Problem to solve: Write out the entries below once more, exactly.

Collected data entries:
⟨

PR #548, opened 2024-05-15
SW-5312: Update styles for Tab Group/Tab component (follow-ups)

joshbuchea:
This PR includes some follow-up style updates that weren't included in the previous PR.

### DIFF
--- a/src/components/Tabs/index.tsx
+++ b/src/components/Tabs/index.tsx
@@ -44,6 +44,7 @@ const Tabs = ({ tabs, onTabChange, activeTab }: TabsProps): JSX.Element => {
       alignItems: 'center',
     },
     '& .MuiTab-iconWrapper': {
+      fill: '#7F775B',
       marginBottom: 0,
       marginRight: theme.spacing(1),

⟩

Reply to the exercise:
PR #548, opened 2024-05-15
SW-5312: Update styles for Tab Group/Tab component (follow-ups)

joshbuchea:
This PR includes some follow-up style updates that weren't included in the previous PR.

### DIFF
--- a/src/components/Tabs/index.tsx
+++ b/src/components/Tabs/index.tsx
@@ -44,6 +44,7 @@ const Tabs = ({ tabs, onTabChange, activeTab }: TabsProps): JSX.Element => {
       alignItems: 'center',
     },
     '& .MuiTab-iconWrapper': {
+      fill: '#7F775B',
       marginBottom: 0,
       marginRight: theme.spacing(1),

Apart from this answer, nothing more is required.